In school, the milestone-makers of science – men like Galileo and Edison – would be studied but not revered.

"Today we are taught that men like these were men ahead of their times," Jacque says. "There were other people in their day who thought their way. We say these great men invented all these things. Our children feel, gee, I could never do that.

"We should teach them that all things are done serially. Nothing comes to you; everything comes by hard work. We should teach children how ideas develop; that it's hard to say who did this and who did that."

"The Arabs had primitive movies 400 years ago. The pictures were on oiled animal skins. A light was beamed through and pictures of moving shadows resulted. A Frenchman brought back the idea. Edison viewed and purchased a brass movie machine from the Frenchman and then invented the movie as we know it."
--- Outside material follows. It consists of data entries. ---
PR #213, opened 2023-05-29
fix: unique name for di graph singletons

mrehan27:
closes: https://github.com/customerio/issues/issues/10311

### Changes

- Uses fully qualified name for `DiGraph` keys instead of simple name to avoid duplication


Shahroz16 (approved):
This a good short-term fix, but for the future maybe we should consider using unique identifiers that are not affected by obfuscation, such as string constants or enumerated types (enums). This would avoid issues with obfuscation and make your DI setup more robust and easier to use.

mrehan27:
@Shahroz16 Agreed. I too initially tried with similar options first, but eventually decided to go with short-term fix to prevent any potential bugs first. We can discuss this more internally and see how to improve this in future.

levibostian (approved):

PR #553, opened 2025-05-20
chore: fix display event handling and error recovery for in-app messages

mrehan27:
closes: [MBL-1155](https://linear.app/customerio/issue/MBL-1155/fix-inline-message-view-not-dismissed-on-error)

### Changes

- Updated `InAppMessageViewController` to dispatch the display event only once per message using flag
- In `InlineInAppMessageViewController`:
  - Reset display event flag on dismiss to allow proper handling for the next message
  - Called `onLoadingStarted` at start to improve loading UI experience
- In `ModalInAppMessageViewController`, ensured `EngineWebView` is updated only on first `routeLoaded`
- Updated `InAppMessageReducer` to dismiss inline messages on loading failure
- Moved inline message dismissal logic to an extension and extracted `InAppMessagingState` extensions to a dedicated file
- Moved min height setting from Compose view to base view for a consistent experience across Compose and XML
- Added and updated tests to validate these changes

### How to Reproduce

**Issue 1: Display Event Dispatched Multiple Times**

- Open Inline Examples
- Observe logs and display message event should never be dispatched multiple times even if `routeLoaded` is called multiple times for same message

**Issue 2: Inline View Not Dismissed on Message Loading Failure**

- Open Inline Examples
- Simulate message load failure
- Notice that the view remains partially visible and state isn't properly cleared before the fix

**Issue 3: Extra Space in Compose Inline View**

- Open Inline Compose Examples
- Before this fix, the first message loads, an empty space is shown and is fixed after the first message appears

**Issue 4: Progress Bar Not Visible in Inline XML View**

- Open Inline XML Examples
- Set `InlineInAppMessageView` height to `0dp` instead of `wrap_content`
- Before this fix, the progress bar might not show up properly due to missing `minHeight`

### DIFF
--- a/messaginginapp-compose/src/main/java/io/customer/messaginginapp/compose/InlineInAppMessageView.kt
+++ b/messaginginapp-compose/src/main/java/io/customer/messaginginapp/compose/InlineInAppMessageView.kt
@@ -46,9 +46,6 @@ fun InlineInAppMessage(
                 ViewGroup.LayoutParams.WRAP_CONTENT
             )
 
-            // Set a minimum height to ensure visibility
-            minimumHeight = (context.resources.displayMetrics.density * 48).toInt()
-
             // Set custom progress tint if provided
             progressTint?.let { color ->
                 setProgressTint(color.toArgb())
--- a/messaginginapp/src/main/java/io/customer/messaginginapp/state/InAppMessagingStateExtensions.kt
+++ b/messaginginapp/src/main/java/io/customer/messaginginapp/state/InAppMessagingStateExtensions.kt
@@ -1,0 +1,76 @@
+package io.customer.messaginginapp.state
+
+import io.customer.messaginginapp.gist.data.model.Message
+
+/**
+ * Updates [InAppMessagingState] to reflect the new state of an embedded messages.
+ *
+ * @param queueId The queueId of the embedded message to update.
+ * @param newState The new state of the embedded message.
+ * @param shownMessageQueueIds The set of queueIds that have been shown.
+ * @param messagesInQueue The set of messages in the queue.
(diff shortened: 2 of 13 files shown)


messaginginapp-compose/src/main/java/io/customer/messaginginapp/compose/InlineInAppMessageView.kt
```diff
@@ -46,9 +46,6 @@ fun InlineInAppMessage(
                 ViewGroup.LayoutParams.WRAP_CONTENT
             )
 
-            // Set a minimum height to ensure visibility
-            minimumHeight = (context.resources.displayMetrics.density * 48).toInt()
```
Shahroz16, line 50: this is now at xml view level?

messaginginapp/src/main/java/io/customer/messaginginapp/state/InAppMessagingStateExtensions.kt
```diff
@@ -0,0 +1,76 @@
...
+                        queueId = message.queueId,
+                        newState = InlineMessageState.Dismissed(message),
+                        shownMessageQueueIds = shownMessageQueueIds
+                    )
+                }
+
+                else -> {
+                    // For embedded messages without queueId
+                    // Just return the state unchanged
+                    this
```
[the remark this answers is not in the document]
mrehan27: Added

messaginginapp-compose/src/main/java/io/customer/messaginginapp/compose/InlineInAppMessageView.kt
mrehan27: Yes, correct.

PR #556, opened 2025-05-22
chore: get next message as soon as first one goes away

Shahroz16:
changes:

- Added mechanism to fetch next message when first one dismisses 
- Added test for the change


messaginginapp/src/main/java/io/customer/messaginginapp/gist/presentation/GistSdk.kt
```diff
@@ -15,11 +15,12 @@ import java.util.Timer
 import kotlin.concurrent.timer
 import kotlinx.coroutines.flow.filter
 
-interface GistProvider {
+internal interface GistProvider {
```
mrehan27, line 18: 👍🏻

mrehan27 (approved):
Looks good 👍🏻

PR #557, opened 2025-05-22
feat: inline in app messages

Shahroz16:
closes: https://linear.app/customerio/project/inline-in-app-messages-for-android-native-a2d64e5827d6/overview

Merging the feature branch of inline in-app in the main.


mrehan27 (approved):
🚀

PR #561, opened 2025-05-29
fix: finish modal message early if sdk is not initialized

mrehan27:
part of: [MBL-940](https://linear.app/customerio/issue/MBL-940/android-crash-on-flutter-211-sdks)

### Background

When the app is restored from background by Android OS after being remove from memory while a modal message was displayed, it may crash on restoration if the SDK is not initialized in `Application` class. This occurs more frequently in wrapper SDKs where SDK initialization doesn't happen at app startup.

### Solution

While not a long-term architectural fix, this reliably prevents crashes by:

- Finishing `GistModalActivity` early if the SDK is not initialized
- Lazily accessing SDK dependent properties in `GistModalActivity` to avoid triggering runtime exceptions

Tests have been added to enforce this behavior and prevent future regressions or accidental SDK access before initialization in `GistModalActivity`.

### Code Changes

- Updated `GistModalActivity` to:
  - Finish immediately (without animation) if the SDK is not initialized
  - Lazily access SDK dependent properties to prevent crashes
  - Break down `onCreate` into smaller, readable methods
  - Added a helper method to call `super.finish()` immediately without animations
- Added tests to prevent accidental SDK access before initialization in `GistModalActivity`

### How to Reproduce

1. Make sure SDK is not initialized in `Application` class (or use wrapper sample app)
2. Open Developer Options on Test device
3. Scroll to Background process limit
4. Set the limit to "At most 1 process" (or desired value)
5. Open the Sample app
6. Send a modal in-app message
7. Without dismissing it, put the app to background
8. Open two other apps (or however many needed to hit background process limit) to force Sample app out of memory
9. Reopen the Sample app, it should crash with previous implementation

### Behavior Changes

| Before | After |
| - | - |
| App would crash on restore if the SDK was not initialized in `Application` class (❌ Bug) | `GistModalActivity` finishes early without animations on restore if the SDK is not initialized (✅ Fix) | 
| `GistModalActivity` would finish with animations if the message was `null`/invalid | `GistModalActivity` finishes early without animations if the message is `null`/invalid |

### Tested On

- [x] Native Sample App with SDK initialized in Application
- [x] Native Sample App with SDK not initialized in Application (as shown in the video)
- [x] Flutter Sample App

#### Before

https://github.com/user-attachments/assets/fb8761a7-57f2-4621-950c-0f6ea1ff0cd6

#### After (Non-persistent)

https://github.com/user-attachments/assets/c5eebe58-6b1c-4a8c-bb1e-a6cc0a1c2328

#### After (Persistent)

https://github.com/user-attachments/assets/751f3c42-7740-49b1-a579-712cdb40482c

---

### Note

**There are no intentional logic changes other than mentioned above. If any other logic change is observed, please call it out.**

### DIFF
--- a/messaginginapp/src/main/java/io/customer/messaginginapp/gist/presentation/GistModalActivity.kt
+++ b/messaginginapp/src/main/java/io/customer/messaginginapp/gist/presentation/GistModalActivity.kt
@@ -19,6 +19,7 @@ import io.customer.messaginginapp.gist.utilities.ElapsedTimer
 import io.customer.messaginginapp.gist.utilities.MessageOverlayColorParser
 import io.customer.messaginginapp.gist.utilities.ModalAnimationUtil
 import io.customer.messaginginapp.state.InAppMessagingAction
+import io.customer.messaginginapp.state.InAppMessagingManager
 import io.customer.messaginginapp.state.InAppMessagingState
 import io.customer.messaginginapp.state.ModalMessageState
 import io.customer.messaginginapp.ui.bridge.ModalInAppMessageViewCallback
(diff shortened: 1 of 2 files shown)


mahmoud-elmorabea (approved):
Looks great! 

Thanks for the thorough tests and test plan! 💯

messaginginapp/src/main/java/io/customer/messaginginapp/gist/presentation/GistModalActivity.kt
```diff
@@ -32,17 +33,22 @@ const val GIST_MODAL_POSITION_INTENT: String = "GIST_MODAL_POSITION"
...
+    private val attributesListenerJob: MutableList<Job> = mutableListOf()
+    private val elapsedTimer: ElapsedTimer = ElapsedTimer()
+    private val logger = SDKComponent.logger
+
+    // Dependencies requiring ModuleMessagingInApp to be initialized must be accessed lazily,
+    // only after confirming the SDK has been initialized.
+    private val inAppMessagingManager: InAppMessagingManager?
+        get() = kotlin.runCatching {
+            SDKComponent.inAppMessagingManager
+        }.getOrNull()
```
Shahroz16, line 47: I wonder can we consider initializing it in `onCreate`? lazy works but brings the risk on data races. 

```
    private var inAppMessagingManager: InAppMessagingManager? = null
    
    override fun onCreate(savedInstanceState: Bundle?) {
        super.onCreate(savedInstanceState)
        }
 ```

File: messaginginapp/src/main/java/io/customer/messaginginapp/gist/presentation/GistModalActivity.kt [hunk 2]
```diff
@@ -135,23 +173,30 @@ class GistModalActivity : AppCompatActivity(), ModalInAppMessageViewCallback, Tr
             animationSet.start()
             animationSet.doOnEnd {
                 logger.debug("GistModelActivity finish animation completed")
-                super.finish()
+                completeFinish()
```
Shahroz16, line 176: Can the animation potentially be `cancelled` if the activity is destroyed before completion? 
Should we add animation cancellation in `onDestroy()`?

Shahroz16 (approved):
thank you for making the changes, added some considerations and suggestions.

messaginginapp/src/main/java/io/customer/messaginginapp/gist/presentation/GistModalActivity.kt
mrehan27: `inAppMessagingManager` is already a thread safe singleton, so I believe this shouldn't be an issue?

"The Arabs had a crude model of the electric battery years before Christ."


*    *    *

At the present moment Jacque Fresco is mostly occupied with finishing the conversion of his "Tobacco Road" house into the laboratory of tomorrow. He manages to work 10 or 12 hours – mostly after midnights – on his Project Americana. He occasionally takes a welcome time out for a paying job as an industrial designer.

His last "big job" was as a consultant for Major Realty Company, a land development company now experimenting with "insulated aluminum" prefabricated houses. Major (with offices in Philadelphia and Miami) collaborated on the project with Alcoa.

Harold M. Gerrish, manager of Major's Florida properties, reported that models of the first aluminum sandwich houses (aluminum exterior and hardwood interior sandwiched around foam insulation panels) are being erected in Tampa now.

"Mr. Fresco's ideas were very helpful," Gerrish said. "We flew him up to Philadelphia to work with our architect and engineer. But a lot of the stuff he does, you might say most of it, is way ahead of the times."

"We couldn't use a lot of the things he designed – like the molded plastic bathroom. In ten years, maybe yes. But you can't revolutionize home-building overnight. The public just won't buy those bananas!"

*    *    *

South Florida's so-called crackpot population will never be in short supply.

If you are inclined to devote fulltime to thinking things out or whatever, what better place is there to do it than here where the climate is right.

But it is dangerous to lump all these thoughtful citizens in the same pot. As in all fields of endeavor, there are a fair share of phonies. These are the ones intent on deceiving their gullible brethren. Whatever the subject they pretend to be "cracked" upon is all an act.

On the other hand, there occasionally arises from the legion of devoted and sincere crackpots a jolting idea that knocks the level-headed rest of us a notch or two higher on the ladder of human progress. What better time to go looking than New Year's Eve?